Pati, 5NEWS.CO.ID,- Bupati Pati Haryanto mengirim surat kepada pemerintah pusat. Dalam surat resminya, Haryanto menyebut kondisi nelayan mengalami tren penurunan. Kondisi ini berdampak pada berkurangnya pendapatan hingga kerugian yang dialami nelayan  Oleh sebab itu, penerapan Pendapatan Negara Bukan Pajak atau PNBP 10 persen justru menambah beban nelayan.

Bupati Pati Haryanto mengatakan produktifitas  nelayan menurun dalam kurun waktu setahun terakhir setelah harga BBM solar industri melambung tinggi.

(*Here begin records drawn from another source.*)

PR #334, opened 2018-03-28
update to 0.3

laurent-bientz:
| Q             | A
| ------------- | ---
| License       | MIT


wandi/easyadmin-plus-bundle/0.3/config/packages/wandi_easyadmin_plus.yaml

Menurutnya, penerapan PP 85 Tahun 2021 dapat mengakibatkan terpuruknya ekonomi hingga nelayan tak mampu lagi melaut.

“Iya, (selain kepada Presiden RI) juga ditujukan kepada Kementerian Keuangan dan Kementerian Kelautan dan Perikanan,” kata Haryanto saat dikonfirmasi 5NEWS.CO.ID, Sabtu (14/5/2022) malam.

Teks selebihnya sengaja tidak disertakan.